Castle also brought his independence to D.C., and often broke with his party on social issues, including voting for abortion measures and for the repeal of the U.S. military’s “Don’t Ask, Don’t Tell” policy for LGTBQ+ service members.
“Those were some challenging conversations, because, as his chief of staff, I was trying to measure what the future impact would be,” Quaranta said. “But he was – and I mean this in the most complimentary way – troubled by the facts.”
The defeat
When Castle ran for the U.S. Senate in 2010, seeking to replace Ted Kaufman, who had temporarily filled Joe Biden’s longtime seat after he was elected vice president, it was considered an almost foregone conclusion that he would win.

He faced a primary challenge from the newcomer O’Donnell and a potential general election match-up with then-New Castle County Executive Chris Coons. But this was no ordinary election year.
Dismayed at the election of Barack Obama and the bailout of banks and automakers, the Tea Party political movement began backing grassroots challengers to longtime Republicans.

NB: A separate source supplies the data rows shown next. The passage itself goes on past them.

PR #439, opened 2015-10-13
Performance Improvements

classicboss302:
Switch to using a StringBuilder in the parser. Also change the
ArrayResize to grow in large chunks. This drastically improves the
performance on a file with thousands of columns.

### DIFF
--- a/src/CsvHelper/CsvParser.cs
+++ b/src/CsvHelper/CsvParser.cs
@@ -6,6 +6,7 @@ using System;
 using System.Collections.Generic;
 using System.IO;
 using CsvHelper.Configuration;
+using System.Text;
 #if NET_2_0
 using CsvHelper.MissingFrom20;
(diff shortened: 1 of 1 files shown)


JoshClose:
Thanks! I'll want to do some testing with this stuff before it goes in to. Also, I've been insanely busy, so I'm not sure when I'll be able to get to this.

JoshClose:
The parser was rewritten from scratch and separated into 3 files. The new parser does use a string builder instead as you have suggested. It also grows in the record size in large chunks. This is done in the `RecordBuilder` class now. The `FieldReader` class is where fields are built up using a `StringBuilder` now.

Here is the commit. https://github.com/JoshClose/CsvHelper/commit/3a8fa4f96610013ff4e38b2c7bf756d3c198fef9

Thanks!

The national fundraising arm of the movement seized on Castle’s race, backing O’Donnell and spending widely on ads that targeted Castle.
Up until the last week’s of the primary campaign, Castle still felt sure of yet another electoral victory, but was shell-shocked on Sept. 14, 2010, when O’Donnell won in a 7-point victory.
In a reflective Delaware Today interview two years later, he called the loss “a wound to the Republican Party” in the state, “in terms of both fundraising and recruiting candidates for office.”
He was right. The Republican Party has struggled to field competitive candidates in Delaware in the years since, and Delaware has increasingly become a Democratic stronghold.

Legacy of service
Castle’s Democratic successor, Coons, actually volunteered as a teenager for his first political campaign to support Castle.
“Getting to know Mike then, he was kind, genuine, civically minded, responsible – an old-fashioned Republican,” the senator said in a statement Thursday. “Over the arc of the more than 40 years that I knew him – I met him when I was 16 – he repeatedly provided his knowledge and expertise to help me along my own way.”
For Carper, the other half of Castle’s famous swap, their political differences never interfered with a friendship or collegiality that sought to serve the public. Carper would go on to serve in the U.S. Senate alongside Castle in the House after his own governorship.
“We were united by our shared love for Delaware, and a determination to leave it better than we found it. His legacy is etched into the fabric of our state – from the schools and institutions he championed, to the civility and collaboration he modeled every day. But above all, he leaves behind an example of a life well-lived in public service and in private kindness,” he said in a statement.
Former President Biden, who served alongside Castle as contemporaries for decades and rode the Amtrak train to D.C. together as they worked in Congress, said that “there’s one word that comes to mind when I think of Mike Castle: dignity.”
“Mike was defined by his integrity, and for that reason, you couldn’t find another member of Congress who would say a bad word about him. He was respected in Washington, and beloved by his constituents,” Biden said in a statement Thursday. “Mike had a backbone made of steel, and when faced with that existential question politicians sometimes face — What are you willing to lose an election over? — Mike stood on principle. He took votes because he knew they were right, not because they were popular.”